Set all of the entries down again precisely as they are written.

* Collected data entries
---*---

Issue #641, opened 2020-10-28
transfers.txt should override BOARD_SLACK_SECONDS and OSM walk distance


abyrd:
At least for the standard stop-to-stop entries in transfers.txt, and especially for the transfer type 2 ("minimum amount of time between arrival and departure to ensure a connection") we should be overriding the default OSM walk distance calculations. Although the GTFS spec text says "minimum amount of time", I believe the proper interpretation is to completely replace any transfers found by walking through the OSM network: transfers.txt is providing a typical safe amount of time needed to walk between the two stops.

This gets a little tricky because we currently apply a hard lower limit of 60 seconds between alighting and boarding, which would have to be configurable and interact with the transfer entries.

Related to #330. Some of these behaviors may need to be configurable at the routing or network building stage, as not all users will want stations and transfers to be interpreted in the same way. Many of these characteristics must be made optional, but we'll need a mechanism to configure that (#644).

abyrd:
Strangely BOARD_SLACK_SECONDS appears to only be used in classes for displaying paths, not for routing. This should be described in more detail in the docs.

abyrd:
Discussed again today - we decided that if transfers.txt is present, especially with transfers of type 2, then overriding any OSM transfers is more correct and should be the default behavior - in fact this probably doesn't even need a switch to disable it unless someone comes up with a concrete need to disable it.

ansoncfit:
@abyrd and I just discussed enabling three choices via `TransportNetworkConfig`:
- `OSM_ONLY` (ignore transfers.txt)
- `GTFS_EXHAUSTIVE` (skip OSM-based transfers)
- `GTFS_REPLACES_OSM` (use time from transfers.txt if specified for stop pair, otherwise use OSM-based time)

As noted above, the last option is probably preferred as a default. But there may be edge cases (e.g., in a complex with subway platforms separated by long times specified in transfers.txt, but no times specified for transfers between those platforms and nearby bus stops). In these cases, path results may be strange (but time results would be no worse than the current `OSM_ONLY` option)

PR #642, opened 2020-10-30
Use times from transfers.txt #641

abyrd:


abyrd:
One thing that remains here to make this production-ready is to ensure we handle the interactions with scenarios being applied.

ansoncfit:
Let's make sure to test with the MBTA's feed, which includes transfers and pathways.

RicoFio:
Hi @abyrd ! Is there a current roadmap on merging this into production by any chance? I'm asking since I noted a recent pick-up in interest [here](https://github.com/conveyal/r5/issues/971) and [here](https://github.com/r5py/r5py/issues/502).

I'm working with @vvaye (OP of the R5PY issue) and the circumvention we took was to remove the `transfers.txt` all together for now from the MBTA GTFS feeds. However, I don't know the impact on the R5 routing when doing so. If you could share a few words on the implications, that would be super useful.

Thanks for all your work!

abyrd:
Hi @RicoFio, sorry for the delayed response. We do not currently have a detailed plan for transfers.txt handling, but it is a good candidate for the upcoming roadmap.

For a long time most of our users were not relying on transfers.txt so it was simply skipped. But obviously there are an increasing number of cases where GTFS feeds rely on this file for correct interpretation.

The basic implementation is already here, but the problem is ensuring we've correctly identified the most common use cases and providing the right set of configuration options to give the intended results. Notably, we need to clarify whether transfers.txt replaces, complements, or restricts the auto-generated on-street transfers, and whether it does so per origin stop, per origin-destination stop pair, or fully replaces automatic transfer generation.

We also need to decide whether to handle the nuances of transfer specificity (e.g. trip to trip transfer rules) which may have some unwieldy interactions with the routing algorithm. And as noted above, scenarios can create and remove stops, leading to re-calculation of which transfers are available at all stops in the vicinity. We need to fully specify how this would interact with the various interpretations of transfers.txt mentioned above.

If you have any input on which approach(es) would be most useful please let us know.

---*---

* Task response
Issue #641, opened 2020-10-28
transfers.txt should override BOARD_SLACK_SECONDS and OSM walk distance


abyrd:
At least for the standard stop-to-stop entries in transfers.txt, and especially for the transfer type 2 ("minimum amount of time between arrival and departure to ensure a connection") we should be overriding the default OSM walk distance calculations. Although the GTFS spec text says "minimum amount of time", I believe the proper interpretation is to completely replace any transfers found by walking through the OSM network: transfers.txt is providing a typical safe amount of time needed to walk between the two stops.

This gets a little tricky because we currently apply a hard lower limit of 60 seconds between alighting and boarding, which would have to be configurable and interact with the transfer entries.

Related to #330. Some of these behaviors may need to be configurable at the routing or network building stage, as not all users will want stations and transfers to be interpreted in the same way. Many of these characteristics must be made optional, but we'll need a mechanism to configure that (#644).

abyrd:
Strangely BOARD_SLACK_SECONDS appears to only be used in classes for displaying paths, not for routing. This should be described in more detail in the docs.

abyrd:
Discussed again today - we decided that if transfers.txt is present, especially with transfers of type 2, then overriding any OSM transfers is more correct and should be the default behavior - in fact this probably doesn't even need a switch to disable it unless someone comes up with a concrete need to disable it.

ansoncfit:
@abyrd and I just discussed enabling three choices via `TransportNetworkConfig`:
- `OSM_ONLY` (ignore transfers.txt)
- `GTFS_EXHAUSTIVE` (skip OSM-based transfers)
- `GTFS_REPLACES_OSM` (use time from transfers.txt if specified for stop pair, otherwise use OSM-based time)

As noted above, the last option is probably preferred as a default. But there may be edge cases (e.g., in a complex with subway platforms separated by long times specified in transfers.txt, but no times specified for transfers between those platforms and nearby bus stops). In these cases, path results may be strange (but time results would be no worse than the current `OSM_ONLY` option)

PR #642, opened 2020-10-30
Use times from transfers.txt #641

abyrd:


abyrd:
One thing that remains here to make this production-ready is to ensure we handle the interactions with scenarios being applied.

ansoncfit:
Let's make sure to test with the MBTA's feed, which includes transfers and pathways.

RicoFio:
Hi @abyrd ! Is there a current roadmap on merging this into production by any chance? I'm asking since I noted a recent pick-up in interest [here](https://github.com/conveyal/r5/issues/971) and [here](https://github.com/r5py/r5py/issues/502).

I'm working with @vvaye (OP of the R5PY issue) and the circumvention we took was to remove the `transfers.txt` all together for now from the MBTA GTFS feeds. However, I don't know the impact on the R5 routing when doing so. If you could share a few words on the implications, that would be super useful.

Thanks for all your work!

abyrd:
Hi @RicoFio, sorry for the delayed response. We do not currently have a detailed plan for transfers.txt handling, but it is a good candidate for the upcoming roadmap.

For a long time most of our users were not relying on transfers.txt so it was simply skipped. But obviously there are an increasing number of cases where GTFS feeds rely on this file for correct interpretation.

The basic implementation is already here, but the problem is ensuring we've correctly identified the most common use cases and providing the right set of configuration options to give the intended results. Notably, we need to clarify whether transfers.txt replaces, complements, or restricts the auto-generated on-street transfers, and whether it does so per origin stop, per origin-destination stop pair, or fully replaces automatic transfer generation.

We also need to decide whether to handle the nuances of transfer specificity (e.g. trip to trip transfer rules) which may have some unwieldy interactions with the routing algorithm. And as noted above, scenarios can create and remove stops, leading to re-calculation of which transfers are available at all stops in the vicinity. We need to fully specify how this would interact with the various interpretations of transfers.txt mentioned above.

If you have any input on which approach(es) would be most useful please let us know.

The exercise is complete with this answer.